South Africa election ends 30 years of ANC dominance

Wednesday 05th June 2024 08:01 EDT

Johannesburg: South Africans angry at joblessness, inequality and power shortages have slashed support for the African National Congress (ANC) to 40% in last week’s election, ending three decades of dominance by the party that freed the country from apartheid.
A dramatically weakened mandate for the legacy party of Nelson Mandela, down from the 57.5% it got in the previous 2019 parliamentary election, means the ANC must share power with a rival in order to keep it in power- an unprecedented prospect. “We can talk to everybody and anybody,” Gwede Mantashe, the ANC chair and current mines and energy minister, told reporters in comments carried by the South African Broadcasting Corporation (SABC), dodging a question about who the party was discussing a possible coalition deal with.
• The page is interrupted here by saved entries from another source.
PR #9586, opened 2023-08-09
Profiling exec benchmark

yunuseozer:
Started implementation of manual cpu profiling start/stop.

### DIFF
--- a/crates/aptos-profiler/src/jeprof.py
+++ b/crates/aptos-profiler/src/jeprof.py
@@ -2,7 +2,6 @@ import subprocess
 import sys
 
 def execute_command(command):
-    print("this is error")
     try:
         output = subprocess.check_output(command, shell=True, stderr=subprocess.STDOUT)
         return output.decode('utf-8').strip()
--- a/crates/aptos-profiler/src/jeprof.py
+++ b/crates/aptos-profiler/src/jeprof.py
@@ -2,6 +2,7 @@ import subprocess
 import sys
 
 def execute_command(command):
+    print("this is error")
     try:
         output = subprocess.check_output(command, shell=True, stderr=subprocess.STDOUT)
         return output.decode('utf-8').strip()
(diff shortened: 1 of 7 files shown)


crates/aptos-profiler/src/jeprof.py
```diff
@@ -2,6 +2,7 @@
 import sys
 
 def execute_command(command):
+    print("this is error")
```
areshand, line 5: remove this line

execution/executor-benchmark/src/main.rs
```diff
@@ -343,11 +360,32 @@ fn main() {
...
 
+    let config = ProfilerConfig::new_with_defaults();
+    let handler = ProfilerHandler::new(config);
+    let mut cpu_profiler = handler.get_cpu_profiler();
+    let mut memory_profiler = handler.get_mem_profiler();
+    let memory_profiling = opt.profiler_opt.memory_profiling;
+    let cpu_profiling = opt.profiler_opt.cpu_profiling;
+
+    if cpu_profiling {
+        let _cpu_prof = cpu_profiler.start_profiling();
```
areshand, line 371: move `let mut cpu_profiler = handler.get_cpu_profiler();` here? similarly for `memory_profiler`

areshand (commented):
almost there, only a few comments

areshand (approved):

grao1991 (approved):
It seems the `Profiler` trait is not a good abstraction..

execution/executor-benchmark/src/main.rs
yunuseozer: had to move it back outside the if (my understanding of your comment was putting it inside) because end_profiling also uses the cpu_profiler object and caused lint errors

areshand: ok, make sense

According to the electoral commission, ANC won 159 out of 400 seats in the election. In the previous election in 2019, the party had won 230 seats.
ANC's main challenger, the pro-business, white-led Democratic Alliance, came second with 87 seats. A new party, uMkhonto we Sizwe (MK) - "spear of the nation" in the Zulu language, backed by former president Jacob Zuma, won 58 seats, while the radical left Economic Freedom Fighters, came fourth with 39 seats.